Guidance: Even a good-fitting model may not be the best model.
- Principle of parsimony: Use the simplest model that explains the most variation.

Strategy

ANOVA compares the equal means model to the linear model.
If the lack of fit test fails to reject, the linear model is adequate and comparable with the best fitting model.

Example in SAS

The following SAS code fits both a simple linear regression model and a separate means model (one mean per iron content level).
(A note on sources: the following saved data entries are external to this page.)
PR #3588, opened 2013-06-27
Fixes #3573 : make sure the '.buttonrow > .right' buttons line up on the right hand side

### LINKED ISSUE #3573: Next button on authentication page is not lined up with the right hand side of the input box.
screen shot 2013-06-24 at 12 51 58

chilts:
Patch for #3573.

Hoping that this doesn't affect anything else.

### DIFF
--- a/resources/views/dialog.ejs
+++ b/resources/views/dialog.ejs
@@ -95,7 +95,7 @@
 
                     <p class="submit cf buttonrow">
 
-                      <button class="isDesktop isStart isAddressInfo right">
+                      <button class="isDesktop isStart isAddressInfo">
                         <%= gettext('next') %>
                       </button>
 


shane-tomlinson:
@chilts - I didn't get a chance to review this today, I'll have a look at it tomorrow!

shane-tomlinson:
@chilts - unfortunately, that removes the margin when there is a button on the right and an anchor on the left (see set password or add email screens for an example). I forget the repercussions of just removing the right class from that button. Perhaps the "right" class on that button is just a relic of a past time and can safely be removed?

chilts:
@shane-tomlinson ok, I'll re-look into this. I tried a number of different pages but must have missed that one. Thanks. :)

shane-tomlinson:
@chilts - I'm gonna close this until we have a better solution. Want to pow wow on this? Thanks man!

chilts:
@shane-tomlinson thanks for reviewing and pulling :)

The ANOVA tables from each model are then used to compute the extra-sum-of-squares (lack-of-fit) test manually.

Code

/* linear regression model */
proc glm data = IronCor;
model Corrosion = IronContent / solution;
run;

/* separate means model (7 groups) */
proc glm data = IronCor;
class IronContent;
model Corrosion = IronContent;
run;

data critval;
criticalValue = finv(0.95, 5, 6);
run;
proc print data = critval;
run;

data pval;
pValue = 1-probf(9.28, 5, 6);
run;
proc print data = pval;
run;

**Boxplot showing variation in corrosion measurements at each iron content level, used in assessing model fit.**

**Fit plot with 95% confidence and prediction intervals for the linear regression model of corrosion versus iron content.**

ANOVA output from SAS for the linear regression model (left) and separate means model (right) used in the lack-of-fit test.

Extra-sum-of-squares table showing the manual calculation of the lack-of-fit test from SAS output.

Source	DF	SS	MS	F	Pr > F
Model	5	91.07	18.21	9.28	0.0009
Error / Full (SMM)	6	11.78	1.96
Total / Reduced (LRM)	11	102.85

\(H_0\): Linear regression model fits well (no lack of fit).
\(H_a\): Separate means model fits better (lack of fit).

Conclusion: The lack-of-fit test compares the linear regression model (reduced) to the separate means model (full). There is strong evidence, to suggest the linear regression model lacks fit with respect to the separate means model, p-value = 0.0009.